## Work required
In the records that follow, find each line with "opened" and pull it out.

======== Exercise input

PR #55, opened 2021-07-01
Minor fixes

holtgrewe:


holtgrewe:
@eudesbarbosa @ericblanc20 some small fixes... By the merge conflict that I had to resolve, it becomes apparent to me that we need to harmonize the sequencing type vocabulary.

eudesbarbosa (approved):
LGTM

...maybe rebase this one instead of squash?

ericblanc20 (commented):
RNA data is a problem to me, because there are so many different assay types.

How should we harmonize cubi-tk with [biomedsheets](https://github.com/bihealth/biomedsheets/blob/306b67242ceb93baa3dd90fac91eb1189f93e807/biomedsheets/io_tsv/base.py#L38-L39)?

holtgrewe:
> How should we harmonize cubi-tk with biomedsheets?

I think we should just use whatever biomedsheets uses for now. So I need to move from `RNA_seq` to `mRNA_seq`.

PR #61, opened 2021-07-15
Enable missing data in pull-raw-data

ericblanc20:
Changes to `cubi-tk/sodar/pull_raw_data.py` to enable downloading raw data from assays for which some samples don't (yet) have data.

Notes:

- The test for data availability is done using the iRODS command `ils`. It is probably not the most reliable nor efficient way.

================

## Exercise result
PR #55, opened 2021-07-01
PR #61, opened 2021-07-15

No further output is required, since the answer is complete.